Hoover, que fichava a seu bel-prazer comunistas, simpatizantes, socialistas, liberais e mesmo carolas apolíticos como T.S. Eliot, pelos motivos mais díspares e absurdos, tinha certa fixação nos modernistas (Eliot por ter sido citado no jornal comunista Daily Worker, Gertrude Stein, por sua tênue ligação com a revista Partisan Review) e nos premiados com o Nobel (Sinclair Lewis, Pearl Buck, Faulkner, Hemingway, Steinbeck). Quem quer que se manifestasse a favor de Sacco e Vanzetti e dos republicanos na Guerra Civil Espanhola, tivesse visitado a União Soviética (mesmo que de lá tivesse voltado com críticas ao stalinismo), defendesse a igualdade social, os direitos civis, e criticasse, ainda que de leve, o governo, entrava automaticamente para o índex persecutório. Houve casos, como o de Brecht, acusado de “antifascismo prematuro”, porque combater o nazifascismo antes de oficializado pela Casa Branca, depois do ataque japonês a Pearl Harbor, era “coisa de esquerdista”.

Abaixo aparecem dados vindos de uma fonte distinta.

PR #1853, opened 2021-04-14
[RDY] Use initial reputation and overdraft interest rate if set in level config

tobylane:
*Previous feedback #1722, #1741*

- Reputation and the overdraft interest differential can be set in levels
- Change interest and overdraft interest to a number over 10,000. Consistent with how it's set in levels.

### DIFF
--- a/CorsixTH/Lua/base_config.lua
+++ b/CorsixTH/Lua/base_config.lua
@@ -28,6 +28,7 @@ local configuration = {
   town = {
     InterestRate = 0.01,
     StartCash = 40000,
+    StartRep = 500,
   },
 
   -- New value, but should only be defined if starting staff is included.
@@ -133,19 +134,19 @@ local configuration = {
   },
 
   towns = {
-    {StartCash = 40000, InterestRate = 100}, -- Level 1
-    {StartCash = 40000, InterestRate = 200}, --  Level 2
-    {StartCash = 50000, InterestRate = 300}, --  Level 3
-    {StartCash = 50000, InterestRate = 400}, --  Level 4
-    {StartCash = 50000, InterestRate = 500}, --  Level 5
-    {StartCash = 50000, InterestRate = 600}, --  Level 6
-    {StartCash = 50000, InterestRate = 700}, --  Level 7
-    {StartCash = 60000, InterestRate = 700}, --  Level 8
-    {StartCash = 60000, InterestRate = 800}, --  Level 9
-    {StartCash = 60000, InterestRate = 800}, --  Level 10
-    {StartCash = 70000, InterestRate = 900}, --  Level 11
-    {StartCash = 70000, InterestRate = 900}, --  Level 12
-    {StartCash = 70000, InterestRate = 900}, --  Level 12
+    {StartCash = 40000, InterestRate = 100, StartRep = 500}, -- Level 1
+    {StartCash = 40000, InterestRate = 200, StartRep = 500}, --  Level 2
+    {StartCash = 50000, InterestRate = 300, StartRep = 500}, --  Level 3
+    {StartCash = 50000, InterestRate = 400, StartRep = 500}, --  Level 4
+    {StartCash = 50000, InterestRate = 500, StartRep = 500}, --  Level 5
+    {StartCash = 50000, InterestRate = 600, StartRep = 500}, --  Level 6
+    {StartCash = 50000, InterestRate = 700, StartRep = 500}, --  Level 7
+    {StartCash = 60000, InterestRate = 700, StartRep = 500}, --  Level 8
+    {StartCash = 60000, InterestRate = 800, StartRep = 500}, --  Level 9
+    {StartCash = 60000, InterestRate = 800, StartRep = 500}, --  Level 10
+    {StartCash = 70000, InterestRate = 900, StartRep = 500}, --  Level 11
+    {StartCash = 70000, InterestRate = 900, StartRep = 500}, --  Level 12
+    {StartCash = 70000, InterestRate = 900, StartRep = 500}, --  Level 12
   },
   popn = {
     [0] = {Month = 0, Change = 4}, -- Standard: 4 patients the first month.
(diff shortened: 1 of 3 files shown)


CorsixTH/Lua/base_config.lua
```diff
@@ -25,9 +25,12 @@ local configuration = {
   -----------------------------------------------------------
   --      New configuration values added in CorsixTH       --
   -----------------------------------------------------------
+  -- Interest rate and overdraft differential values will be divided by 10,000
```
lewri, line 28: Not your fault, more the original game's... but silly imo :)

CorsixTH/Lua/hospital.lua
```diff
@@ -32,18 +32,25 @@ function Hospital:Hospital(world, avail_rooms, name)
...
+  assert(level_config, "Cannot load level configuration.")
+  if level_config.towns and level_config.towns[level] then
+    balance = level_config.towns[level].StartCash
+    interest_rate = level_config.towns[level].InterestRate
+    reputation = level_config.towns[level].StartRep
+    overdraft_differential = level_config.towns[level].OverdraftDiff
+  elseif level_config.town then
+    balance = level_config.town.StartCash
+    interest_rate = level_config.town.InterestRate
+    reputation = level_config.town.StartRep
```
lewri, line 49: The TODO at 141 (old) is confusing here in regards to the change. Is the TODO saying start rep must always be 500? Or are we now honouring other start-reps?

CorsixTH/Lua/hospital.lua
```diff
@@ -612,6 +620,10 @@ function Hospital:afterLoad(old, new)
     end
   end
 
+  if old < 154 then
+    self.overdraft_interest_rate = self.interest_rate + 0.02
```
lewri, line 624: Could the overdraft differential be attempted to be got from the config instead? Though I'd also be happy with this if it's to play safe.

lewri (commented):
Only some clarifications from me, not against the setup per se.

CorsixTH/Lua/hospital.lua
tobylane: They don't exist yet. It could re read the level file, but I'd rather the less surprising thing of they continue with what they started.

CorsixTH/Lua/hospital.lua
tobylane: The latter, I was setting it at 600 for testing.

CorsixTH/Lua/hospital.lua
```diff
@@ -32,18 +32,25 @@ function Hospital:Hospital(world, avail_rooms, name)
...
-    elseif level_config.town then
-      balance = level_config.town.StartCash
-      interest_rate = level_config.town.InterestRate / 10000
-    end
+  local reputation_min = 0
+  local reputation_max = 1000
+  local reputation = 500
+  local interest_rate, overdraft_differential
+
+  assert(level_config, "Cannot load level configuration.")
```
lewri, line 40: Should we assert this? In map.lua if we fail to load a level config the base_config takes its place instead.

CorsixTH/Lua/base_config.lua
TheCycoONE: I suspect the original did this to avoid dealing with floating point. When it comes to multiplayer we may wish we had followed their example.

tobylane:
This takes the defaults out of hospital, where they were repeating the base config.

CorsixTH/Lua/base_config.lua
```diff
@@ -133,19 +137,19 @@ local configuration = {
...
-    {StartCash = 50000, InterestRate = 500}, --  Level 5
-    {StartCash = 50000, InterestRate = 600}, --  Level 6
-    {StartCash = 50000, InterestRate = 700}, --  Level 7
-    {StartCash = 60000, InterestRate = 700}, --  Level 8
-    {StartCash = 60000, InterestRate = 800}, --  Level 9
-    {StartCash = 60000, InterestRate = 800}, --  Level 10
-    {StartCash = 70000, InterestRate = 900}, --  Level 11
-    {StartCash = 70000, InterestRate = 900}, --  Level 12
-    {StartCash = 70000, InterestRate = 900}, --  Level 12
+    {StartCash = 40000, InterestRate = 100, StartRep = 500, OverdraftDiff = 200}, -- Level 1
```
Alberth289346, line 140: This line has 1 space in `-- Level` while the other have 2. As you're changing the line anyway, please correct that as well.

Alberth289346: That is, make it consistent, either by editing this line, or by editing all other lines :)

CorsixTH/Lua/hospital.lua
```diff
@@ -78,11 +80,12 @@ function Hospital:Hospital(world, avail_rooms, name)
   self.concurrent_epidemic_limit = level_config.gbv.EpidemicConcurrentLimit or 1
 
   -- Initial values
-  self.interest_rate = interest_rate
+  self.interest_rate = interest_rate / 10000
```
Alberth289346, line 83: This is weird, you have an interest rate, divide by 1000, and it's again an interest rate.
Obviously one of them is a factor 1000 higher than the other, so giving them both the same name is confusing.

Either `interest_rate` should have a different name imho, or you should apply the division at the line above where you copy the configuration value into the `interest_rate`, so you don't have to do that here.

CorsixTH/Lua/hospital.lua
```diff
@@ -78,11 +80,12 @@ function Hospital:Hospital(world, avail_rooms, name)
...
   self.inflation_rate = 0.045
+  self.overdraft_interest_rate = self.interest_rate + overdraft_differential / 10000
   self.salary_incr = level_config.gbv.ScoreMaxInc or 300
   self.sal_min = level_config.gbv.ScoreMaxInc / 6 or 50
-  self.reputation = 500
+  self.reputation = reputation
   self.reputation_min = 0
   self.reputation_max = 1000
```
Alberth289346, line 90: Shouldn't `self.reputation` be clamped against the stated bounds?
Likely stuff goes wrong when the reputation is outside expected bounds.

tobylane:
Fixed and ready.

lewri:
Looks fine here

Os G-Men de Hoover invadiam a privacidade dos “subversivos” das formas mais audaciosas. Fuxicavam os originais de seus livros nas editoras, checavam seus hábitos de leitura nos fichários das bibliotecas, rastreavam suas compras em cartão de crédito, infiltravam agentes em suas festas. E, suprema audácia, até em suas casas. O romancista Theodore Dreiser conviveu com um empregado doméstico, em Los Angeles, que era um leva e traz a serviço do Bureau. Lembram do filme A Vida dos Outros? Parecido.